Items from a dataset:
PR #261, opened 2026-07-30
feat(storage): BlobStorageProvider SPI + filesystem driver + TCK (v0.11 S5, ADR-056)

arkstack-dev:
Second Stream B slice — the SPI ADR-056 ruled, its first driver, and the executable contract. Opens `eu.exeris.kernel.spi.storage.blob`, the 17th top-level SPI package.

## Two ADR obligations came out differently once implemented

Both are **amended in the ADR in this PR** rather than left describing something the code doesn't do.

**Obligation 3 specified a `retain()`/`close()` protocol per direction. It turned out no hand-off is needed at all.** `BlobUploadHandle.write` takes a `MemorySegment` and must not retain it; `BlobDownloadHandle.read` fills a caller-supplied one. Both mirror `TransportStream.write`/`read` exactly, including the non-positive no-op and `-1` at EOF, so a reader who knows the transport seam knows this one.

Why it's better and not just simpler: one pooled `LoanedBuffer` drives an entire transfer (per-chunk ownership transfer would force a fresh allocation per chunk), and with nothing crossing the seam owning memory **there is no `retain()` to forget**. The trade-off the ADR called *"the SPI's sharpest edge"* is **retired, not mitigated**. The PARANOID TCK stays and now proves the absence.

**Obligation 6 made key-injection defence a driver duty. It's discharged one level earlier.** `BlobRef` rejects traversal, absolute keys, separators, empty segments and NUL at construction, so an unsafe reference is *unrepresentable* rather than merely forbidden — no driver can forget a check it cannot reach. The FS driver still verifies containment after resolution, as a backstop that holds if the carrier is ever relaxed.

## Isolation is structural

`BlobRef` carries no tenant; it resolves against the ambient `StorageContext` **inside** the store. A forged or replayed reference lands in the resolving caller's own namespace — there is no cross-tenant reference to reject because there is no way to write one down.

An absent isolation key **denies** (`EX-BLOB-8002`) rather than falling back to an unscoped root. `ImmutableStorageContext.GLOBAL` leaves it empty, and that fallback would place one tenant's object where every tenant can reach it — reached by silence rather than by a decision.

## Both new guards proven non-vacuous by mutation

| Mutation | Result |
|---|---|
| Resolve every tenant to one fixed directory | **exactly 3** failures, all in `Isolation`; other 15 green |
| Add a `java.nio.file` reference to the storage SPI | `noFilesystemTypesInStorageSpi` fails |

The arch rule bans **`java.nio.file` only** — `noJavaIoInSpi` already covers `java.io` repo-wide, so restating it would be duplicated guard noise — and is scoped to the storage package because `CryptoProviderConfig` legitimately carries a `Path`.

## Notes

- Filesystem **placement** lives in its own collaborator, not the store. Tenant encoding, the containment check and the sidecar are the security-relevant half; separating them means a change to placement is not read as a change to I/O. (It also cleared a real `TooManyMethods`/complexity finding — the split was the fix, not a suppression.)
- Tenant directories are **hex-encoded**, because an isolation key of `..` would otherwise be a directory name that escapes the root. Encoding removes the question instead of enumerating bad values.
- Uploads stage to `.uploading` and atomically move on commit, so an interrupted transfer leaves nothing visible.
- `docs/subsystems/storage.md` lands here, per the one-contract-doc-per-subsystem convention the ADR's protocol required.

## Verification

Full reactor `mvn clean install` green **with lint gates active** (no skip flags); `ExerisArchitectureTest` **12/12**; `AbstractBlobStorageTck` **18/18** on the FS binding under `LeakDetectionMode.PARANOID`; `BlobRefTest` **19/19**.

One process note worth recording: an earlier "green" run of mine executed in the main worktree rather than this branch's, so it proved nothing — caught by `ExerisArchitectureTest` reporting 11 rather than 12. Every count above is from a build re-run with an explicit path into this worktree.

Next slice (S6) is the S3-compatible driver that closes the ≥2-binding gate.


arkstack-dev:
Both blockers closed, plus the three nits. Pushed as `0ad83621`.

## 1. JFR failure telemetry

The finding was right and the precedent you cited is the one I followed. Fourteen throw sites emitted nothing.

`CommunityBlobFailures` is now the single choke point — each factory **emits the event and returns the exception**, so a site reads `throw CommunityBlobFailures.transferFailed(...)`. This deviates from `CommunityIdentityJfrEvents`, which emits *beside* the throw. At fourteen sites that shape makes "recorded but not thrown" and "thrown but not recorded" both reachable by omission; returning the exception removes the pairing rather than documenting it. Both events are single-phase commits — transfers block on a channel on virtual threads, so a `begin() → I/O → commit()` straddle would bind the carrier-local `EventWriter` across a park.

Writing it surfaced a **live defect in the deny reason**. `ImmutableStorageContext.GLOBAL` carries strategy `SHARED` with an empty key, so `isolationDenied(provider, context.strategy().name())` reported `SHARED` for exactly the case where the point is that *nothing was scoped*. `reason` is now a classification (`no-isolation-key` / `path-escape`) and the strategy is recorded beside it. This also improves `EX-BLOB-8002` rawArgs, which carried the same misleading value.

Registered in `telemetry.md` §Required Events and in a new `storage.md` §Telemetry. ADR-056's Engineering Protocol gains the item it was missing, with a note on why it landed here rather than in S6 as the milestone plan scheduled: the failure sites ship *now*, and landing blind failure paths to instrument them a slice later is the worse order.

## 2. Anti-traversal test — and it falsified my own rationale

`CommunityFilesystemBlobLayoutTest` binds hostile isolation keys directly. **The mutation proof did not say what I expected:**

| Mutation | Result |
|---|---|
| Strip hex encoding (`encoded = isolationKey`) | **3 of 7 fail** — deep-traversal, separator-bearing, injectivity |
| … the bare `".."` case | **still passes** |

The `t-` prefix already makes `t-..` an ordinary directory name, so the bare `..` never was a traversal. The claim in `storage.md` and the layout Javadoc — *"a value of `..` would otherwise be a directory name that escapes the root"* — was **wrong**, and it was the sentence the PR description leaned on hardest. Both are rewritten around what actually discriminates: a key carrying separators (`../../etc`, or merely `a/b`) becoming a nested chain, and the mapping staying injective. `storage.md` now records the mutation result inline so the claim carries its own falsification test.

Removing the two emits fails both JFR cases on `No value present`.

## 3. Nits

- **EP drift** — fixed, with the reasoning: once obligation 6 moved into `BlobRef`'s constructor, a driver-level test would have had to construct an invalid carrier to exercise it, which the carrier forbids. `BlobRefTest` holds it.
- **Obligation 2 overstates wiring** — restated in the future tense. Your read of the `GraphProvider` precedent is right and the ADR now names it, along with where the slots land (with the second driver, where provider selection first has something to select between).
- **Lone `.` segment** — now rejected, for the reason you gave: unspecified, and it means two different things depending on whether a driver resolves the key or stores it verbatim. Also rejected as a container.

## Verification

Full reactor `mvn clean install` green with lint gates active (no skip flags). `ExerisArchitectureTest` 12/12. `AbstractBlobStorageTck` 18 under `PARANOID`. `BlobRefTest` 22 (was 19). Layout 7 and JFR 2, both new.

**EXERCISE**
Make a copy of each line in the records above that has the word "contract".

**YOUR SOLUTION**
Second Stream B slice — the SPI ADR-056 ruled, its first driver, and the executable contract. Opens `eu.exeris.kernel.spi.storage.blob`, the 17th top-level SPI package.
- `docs/subsystems/storage.md` lands here, per the one-contract-doc-per-subsystem convention the ADR's protocol required.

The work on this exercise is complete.